| AIM OF THE EXERCISE |
Your task is to tally the lines of the listing containing the word "cart" and report the figure alone.

━━ RECORDED INFORMATION

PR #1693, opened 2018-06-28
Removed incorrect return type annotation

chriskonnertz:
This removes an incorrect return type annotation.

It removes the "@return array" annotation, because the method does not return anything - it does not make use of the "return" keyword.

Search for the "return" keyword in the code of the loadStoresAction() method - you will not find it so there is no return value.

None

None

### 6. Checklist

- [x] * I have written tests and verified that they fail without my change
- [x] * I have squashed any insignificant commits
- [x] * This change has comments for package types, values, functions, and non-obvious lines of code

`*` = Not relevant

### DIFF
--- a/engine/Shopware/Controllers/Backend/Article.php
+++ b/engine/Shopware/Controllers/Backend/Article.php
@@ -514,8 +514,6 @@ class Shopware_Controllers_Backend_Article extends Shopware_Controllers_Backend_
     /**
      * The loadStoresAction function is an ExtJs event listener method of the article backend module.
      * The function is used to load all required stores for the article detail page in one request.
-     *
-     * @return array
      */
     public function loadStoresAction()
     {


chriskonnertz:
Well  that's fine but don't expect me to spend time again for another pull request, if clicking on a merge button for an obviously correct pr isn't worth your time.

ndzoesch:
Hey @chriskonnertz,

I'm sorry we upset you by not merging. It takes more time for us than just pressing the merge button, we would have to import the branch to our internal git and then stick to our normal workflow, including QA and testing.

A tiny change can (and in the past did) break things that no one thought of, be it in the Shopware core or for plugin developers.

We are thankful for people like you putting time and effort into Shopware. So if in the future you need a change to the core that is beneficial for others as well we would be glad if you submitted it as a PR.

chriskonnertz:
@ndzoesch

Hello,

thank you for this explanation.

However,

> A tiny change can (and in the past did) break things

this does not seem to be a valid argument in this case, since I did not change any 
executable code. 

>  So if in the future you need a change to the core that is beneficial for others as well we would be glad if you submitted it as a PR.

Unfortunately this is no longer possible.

━━━━
━━ RECORDED INFORMATION

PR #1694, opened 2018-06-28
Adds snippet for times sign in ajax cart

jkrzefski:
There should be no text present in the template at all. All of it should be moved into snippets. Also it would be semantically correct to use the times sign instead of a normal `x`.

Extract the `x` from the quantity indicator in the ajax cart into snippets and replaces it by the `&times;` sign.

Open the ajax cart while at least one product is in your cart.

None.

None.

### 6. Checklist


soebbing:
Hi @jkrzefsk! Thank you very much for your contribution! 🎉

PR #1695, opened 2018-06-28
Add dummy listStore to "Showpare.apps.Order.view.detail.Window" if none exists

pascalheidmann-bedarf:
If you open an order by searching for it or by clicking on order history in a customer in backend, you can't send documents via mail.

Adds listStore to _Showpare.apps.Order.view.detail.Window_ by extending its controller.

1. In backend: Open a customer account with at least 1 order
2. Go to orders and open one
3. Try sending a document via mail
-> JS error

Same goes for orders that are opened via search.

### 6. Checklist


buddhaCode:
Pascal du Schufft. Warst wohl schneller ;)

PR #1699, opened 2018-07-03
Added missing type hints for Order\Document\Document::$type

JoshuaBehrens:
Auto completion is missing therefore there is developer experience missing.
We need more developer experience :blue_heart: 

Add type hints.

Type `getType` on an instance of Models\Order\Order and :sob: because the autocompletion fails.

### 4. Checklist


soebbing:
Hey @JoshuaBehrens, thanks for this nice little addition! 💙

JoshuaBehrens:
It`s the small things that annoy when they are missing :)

━━━━
━━ RECORDED INFORMATION

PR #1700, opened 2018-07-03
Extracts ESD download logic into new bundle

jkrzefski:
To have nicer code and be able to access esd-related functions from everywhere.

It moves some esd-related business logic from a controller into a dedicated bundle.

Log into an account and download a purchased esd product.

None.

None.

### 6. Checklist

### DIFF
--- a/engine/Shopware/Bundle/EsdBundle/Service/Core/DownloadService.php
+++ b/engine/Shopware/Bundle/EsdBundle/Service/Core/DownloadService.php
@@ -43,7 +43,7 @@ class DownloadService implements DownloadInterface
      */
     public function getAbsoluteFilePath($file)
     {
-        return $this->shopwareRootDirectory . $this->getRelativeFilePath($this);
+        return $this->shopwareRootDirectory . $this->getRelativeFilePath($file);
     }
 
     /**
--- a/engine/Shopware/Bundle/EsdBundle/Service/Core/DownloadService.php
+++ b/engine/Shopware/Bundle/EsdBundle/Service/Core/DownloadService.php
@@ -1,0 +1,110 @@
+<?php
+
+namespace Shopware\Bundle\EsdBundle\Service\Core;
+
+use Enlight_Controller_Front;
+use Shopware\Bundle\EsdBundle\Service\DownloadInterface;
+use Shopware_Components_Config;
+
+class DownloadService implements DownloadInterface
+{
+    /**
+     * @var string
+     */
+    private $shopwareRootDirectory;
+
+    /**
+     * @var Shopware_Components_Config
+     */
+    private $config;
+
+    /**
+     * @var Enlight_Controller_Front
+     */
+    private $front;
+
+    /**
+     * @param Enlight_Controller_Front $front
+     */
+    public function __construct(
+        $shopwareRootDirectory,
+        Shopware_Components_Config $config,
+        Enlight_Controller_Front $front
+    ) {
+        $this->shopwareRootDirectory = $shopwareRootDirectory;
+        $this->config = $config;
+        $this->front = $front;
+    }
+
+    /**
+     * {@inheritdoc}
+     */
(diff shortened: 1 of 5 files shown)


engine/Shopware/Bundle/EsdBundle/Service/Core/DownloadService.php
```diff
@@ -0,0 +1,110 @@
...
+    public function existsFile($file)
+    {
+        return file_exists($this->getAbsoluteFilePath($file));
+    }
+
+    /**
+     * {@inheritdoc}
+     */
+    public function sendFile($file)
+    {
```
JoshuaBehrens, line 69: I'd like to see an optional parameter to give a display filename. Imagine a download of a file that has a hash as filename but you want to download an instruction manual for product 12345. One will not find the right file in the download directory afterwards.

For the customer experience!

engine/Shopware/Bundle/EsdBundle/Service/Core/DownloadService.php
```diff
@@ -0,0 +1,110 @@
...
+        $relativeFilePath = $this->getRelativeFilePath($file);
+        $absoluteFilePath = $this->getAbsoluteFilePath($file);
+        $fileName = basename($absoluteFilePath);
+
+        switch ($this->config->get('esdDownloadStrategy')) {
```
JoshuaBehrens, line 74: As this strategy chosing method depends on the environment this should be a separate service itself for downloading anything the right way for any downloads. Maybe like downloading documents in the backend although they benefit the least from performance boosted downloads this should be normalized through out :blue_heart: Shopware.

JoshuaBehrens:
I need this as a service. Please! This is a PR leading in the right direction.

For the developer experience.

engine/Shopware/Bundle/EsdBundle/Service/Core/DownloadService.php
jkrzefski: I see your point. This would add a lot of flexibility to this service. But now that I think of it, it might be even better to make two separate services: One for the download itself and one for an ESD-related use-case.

━━━━

| SOLUTION TO THIS EXERCISE |
3